(Data extracted from a collection)
PR #5580, opened 2026-04-14
[DB-2019] Add persistent subscriptions support for secondary indexes

alexeyzimarev:
## Summary

- Adds `PersistentSubscriptionIndexService` — a sibling service to `PersistentSubscriptionService` that handles persistent subscriptions targeting secondary indexes
- gRPC layer detects index-prefix filter on Create requests and publishes `…ToIndex` messages; Delete/Update/Connect use forwarding from the existing service
- Reuses existing `PersistentSubscription` state machine, checkpoint reader/writer, parking, ack/nack, and consumer strategies
- On `SecondaryIndexDeleted`, active connections are dropped and the subscription config is removed

### Key design decisions

- **Wire API unchanged** — clients subscribe by targeting `$all` with a `StreamIdentifier` filter whose single prefix is an index name (same convention as catch-up subscriptions)
- **Separate service (A.1)** — `PersistentSubscriptionIndexService` is a sibling on the same `perSubscrBus`, cleanly isolating index lifecycle from stream/all subscriptions
- **Forwarding for Delete/Update/Connect** — these proto messages don't carry a filter, so the existing service checks config entries and forwards to the index service when the group belongs to an index subscription
- **Drop + delete on index deletion** — no dormant configs; index deletion is a terminal event

### New files

- `PersistentSubscriptionIndexService.cs` — handles Create/Update/Delete/Connect, SecondaryIndexCommitted (live events), SecondaryIndexDeleted (cleanup), TimerTick, lifecycle
- `PersistentSubscriptionIndexEventSource.cs` — `IPersistentSubscriptionEventSource` for indexes (TFPos-based, no filter)
- `PersistentSubscriptionToIndexParamsBuilder.cs` — factory for index subscription params
- `FilterRouting.cs` — shared helper extracted from `Streams.Read.cs` for detecting index-prefix filters

## Test plan

- [x] Unit tests: `PersistentSubscriptionIndexEventSourceTests` (11 tests), `FilterRoutingTests` (8 tests)
- [x] Integration tests: `PersistentSubscriptionTests` — create/delete lifecycle, unknown index rejection, duplicate detection, non-existent delete (4 tests)
- [x] Existing persistent subscription tests: 480 passed, 0 failed, 1 skipped (unchanged)
- [x] Full xUnit suite: 1277 passed, 1 pre-existing failure (OOM finalizer, unrelated)
- [ ] Manual smoke test with dev server

### DIFF
--- a/src/KurrentDB.Core/ClusterVNode.cs
+++ b/src/KurrentDB.Core/ClusterVNode.cs
@@ -1262,6 +1262,9 @@ public class ClusterVNode<TStreamId> :
 		perSubscrBus.Subscribe<ClientMessage.UpdatePersistentSubscriptionToIndex>(persistentSubscriptionIndex);
 		perSubscrBus.Subscribe<ClientMessage.DeletePersistentSubscriptionToIndex>(persistentSubscriptionIndex);
 		perSubscrBus.Subscribe<ClientMessage.ConnectToPersistentSubscriptionToIndex>(persistentSubscriptionIndex);
+		perSubscrBus.Subscribe<ClientMessage.UnsubscribeFromStream>(persistentSubscriptionIndex);
+		perSubscrBus.Subscribe<ClientMessage.PersistentSubscriptionAckEvents>(persistentSubscriptionIndex);
+		perSubscrBus.Subscribe<ClientMessage.PersistentSubscriptionNackEvents>(persistentSubscriptionIndex);
 		perSubscrBus.Subscribe<StorageMessage.SecondaryIndexCommitted>(persistentSubscriptionIndex);
 		perSubscrBus.Subscribe<StorageMessage.SecondaryIndexDeleted>(persistentSubscriptionIndex);
 		perSubscrBus.Subscribe<SubscriptionMessage.PersistentSubscriptionTimerTick>(persistentSubscriptionIndex);
--- a/src/KurrentDB.Core/ClusterVNode.cs
+++ b/src/KurrentDB.Core/ClusterVNode.cs
@@ -1246,6 +1246,27 @@ public class ClusterVNode<TStreamId> :
 		perSubscrBus.Subscribe<SubscriptionMessage.PersistentSubscriptionTimerTick>(persistentSubscription);
 		perSubscrBus.Subscribe<SubscriptionMessage.PersistentSubscriptionsRestart>(persistentSubscription);
 
+		// PERSISTENT SUBSCRIPTIONS TO INDEX
+		_mainBus.Subscribe<StorageMessage.SecondaryIndexCommitted>(perSubscrQueue);
+		_mainBus.Subscribe<StorageMessage.SecondaryIndexDeleted>(perSubscrQueue);
+		_mainBus.Subscribe<ClientMessage.CreatePersistentSubscriptionToIndex>(perSubscrQueue);
+		_mainBus.Subscribe<ClientMessage.UpdatePersistentSubscriptionToIndex>(perSubscrQueue);
+		_mainBus.Subscribe<ClientMessage.DeletePersistentSubscriptionToIndex>(perSubscrQueue);
+		_mainBus.Subscribe<ClientMessage.ConnectToPersistentSubscriptionToIndex>(perSubscrQueue);
+
+		var persistentSubscriptionIndex = new PersistentSubscriptionIndexService(
+			perSubscrQueue, psubDispatcher, _mainQueue, consumerStrategyRegistry, secondaryIndexReaders);
+		perSubscrBus.Subscribe<SubscriptionMessage.PersistentSubscriptionIndexEntriesLoaded>(persistentSubscriptionIndex);
+		perSubscrBus.Subscribe<ClientMessage.CreatePersistentSubscriptionToIndex>(persistentSubscriptionIndex);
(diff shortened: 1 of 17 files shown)


alexeyzimarev:
# PR Review Summary

## Critical Issues (3 found)

| # | Issue | Location |
|---|-------|----------|
| 1 | **Config race condition**: Both services write `$persistentSubscriptionConfig` with `ExpectedVersion.Any`. Read-merge-write in the index service can clobber entries written by the main service between its read and write. | `PersistentSubscriptionIndexService.cs:565-612` |
| 2 | **Translating CallbackEnvelopes silently swallow non-matching messages**: The forwarding envelopes for Update/Delete have an `if` with no `else`. If a `NotHandled` or unexpected message arrives, the client hangs forever — no reply sent. | `PersistentSubscriptionService.cs:651,849` |
| 3 | **Hard cast in CallbackEnvelope**: `(ReadIndexEventsForwardCompleted)msg` with no type check. A `NotHandled` message would crash with `InvalidCastException` on the callback thread. | `PersistentSubscriptionStreamReader.cs:108` |

## Important Issues (7 found)

| # | Issue | Location |
|---|-------|----------|
| 4 | **Ambiguous group-name-only routing**: Forwarding uses `FirstOrDefault(e => e.IndexName != null && e.Group == message.GroupName)` — if two indexes share a group name, wrong subscription is targeted. | `PersistentSubscriptionService.cs:648,846,1043` |
| 5 | **No `_started` lifecycle guard**: Create/Connect/etc. can be processed before bootstrap or after shutdown. | `PersistentSubscriptionIndexService.cs` |
| 6 | **`SecondaryIndexDeleted` calls `Shutdown()` but not `Delete()`**: Checkpoint and parked-message streams are leaked. The explicit Delete handler correctly calls `Delete()`. | `PersistentSubscriptionIndexService.cs:400-406` |
| 7 | **Save-path errors silently abandon caller**: `HandleSaveReadCompleted` returns without calling `continueWith` on error — client hangs forever. | `PersistentSubscriptionIndexService.cs:508-525` |
| 8 | **No timeout/retry for index reads**: `FromStream`/`FromAll` branches have exponential-backoff retry on timeout. `FromIndex` has none — subscription silently hangs if read is lost. | `PersistentSubscriptionStreamReader.cs:99-118` |
| 9 | **Dead code**: `LoadConfiguration` / `HandleLoadCompleted` methods are never called. | `PersistentSubscriptionIndexService.cs:535` |
| 10 | **`Debug.Assert` stripped in Release**: Checkpoint parsing uses `Debug.Assert` for validation — malformed checkpoints produce cryptic `FormatException` in production. | `PersistentSubscriptionIndexEventSource.cs:39-42` |

## Suggestions (6 found)

| # | Issue | Location |
|---|-------|----------|
| 11 | **Boolean tristate → enum**: `FromStream`/`FromAll`/`FromIndex` should be an `EventSourceKind` enum for exhaustiveness checking. | `IPersistentSubscriptionEventSource.cs` |
| 12 | **Seal new classes**: `PersistentSubscriptionIndexEventSource`, `PersistentSubscriptionIndexService`, `PersistentSubscriptionToIndexParamsBuilder` should be sealed. | Multiple files |
| 13 | **Extract `$index-` as a constant**: Hardcoded in 4 locations across 3 files. | Multiple files |
| 14 | **Log level**: Timeout retry uses `Information` instead of `Warning`. | `PersistentSubscriptionIndexService.cs:622` |
| 15 | **Null `mainQueue` accepted at construction**: Old 2-param constructor allows `null` that only fails at read-time. | `PersistentSubscriptionStreamReader.cs:30-31` |
| 16 | **Significant test gaps**: Update, Connect, live event routing, SecondaryIndexDeleted cleanup, forwarding paths, bootstrap, and gRPC entry point are all untested. | Tests |

## Strengths

- **Clean architecture**: Separate sibling service with clear boundaries, sharing the state machine and checkpoint infrastructure.
- **FilterRouting helper**: Stateless, pure, excellent use of `[NotNullWhen(true)]`, clean guard clauses.
- **Consistent patterns**: New code follows established `PersistentSubscriptionService` patterns closely.
- **Config partitioning**: Existing service partitions entries by `IndexName != null` and forwards — elegant bootstrap design.
- **Integration tests**: Test fixture helpers use `TcsEnvelope` correctly per threading guidelines.

## Recommended Action

**Fix before merge (Critical + top Important):**
1. Add `else` branches to translating envelopes — reply with `Fail` on unexpected messages
2. Add type-check before the cast in `PersistentSubscriptionStreamReader` — route `NotHandled` to `_onError`
3. Call `sub.Delete()` in `SecondaryIndexDeleted` handler (not just `Shutdown()`)
4. Add `_started` lifecycle guard to index service
5. Fix `HandleSaveReadCompleted` — call `continueWith` or reply with error on failure paths
6. Remove dead `LoadConfiguration` / `HandleLoadCompleted`

**Address soon (remaining Important):**
7. Config race condition — use optimistic concurrency or single-writer
8. Ambiguous group-name routing — match on `IndexName` as well as `GroupName`
9. Add timeout/retry for index reads
10. Replace `Debug.Assert` with proper validation

**Consider later (Suggestions):**
11. Enum for event source kind, seal classes, extract constants, fix log level, expand test coverage

---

→ **How to complete this task**
Retype the entries exactly from the first line, stopping after the line with "targeting secondary indexes".

→ **Task result**
PR #5580, opened 2026-04-14
[DB-2019] Add persistent subscriptions support for secondary indexes

alexeyzimarev:
## Summary

- Adds `PersistentSubscriptionIndexService` — a sibling service to `PersistentSubscriptionService` that handles persistent subscriptions targeting secondary indexes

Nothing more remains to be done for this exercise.